→ **Prompt**
Track down each line below containing the string "Initiative" and copy it.

→ **Task material**
PR #22, opened 2015-09-01
Runv subcommand

laijs:
as runc's subcommand

### DIFF
--- a/main.go
+++ b/main.go
@@ -1,0 +1,77 @@
+package main
+
+import (
+	"fmt"
+	"os"
+
+	"github.com/codegangsta/cli"
+)
+
+const (
+	version = "0.2"
+	usage   = `Open Container Initiative hypervisor-based runtime
+
+runv is a command line client for running applications packaged according to
+the Open Container Format (OCF) and is a compliant implementation of the
+Open Container Initiative specification.  However, due to the difference
+between hypervisors and containers, the following sections of OCF don't
+apply to runV:
+    Namespace
+    Capability
+    Device
+    "linux" and "mount" fields in OCI specs are ignored
+
+The current release of "runV" supports the following hypervisors:
+    KVM (QEMU 2.0 or later)
+    Xen (4.5 or later)
+    VirtualBox (Mac OS X)
+
+After creating a spec for your root filesystem, you can execute a container
+in your shell by running:
+
+    cd /mycontainer
+    runv [ spec-file ]
+
+or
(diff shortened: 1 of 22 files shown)


gao-feng:
why introduce the subcommands ? is there other subcommands except start?

laijs:
Other subcommands will be added.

→ **Finished exercise**
+	usage   = `Open Container Initiative hypervisor-based runtime
+Open Container Initiative specification.  However, due to the difference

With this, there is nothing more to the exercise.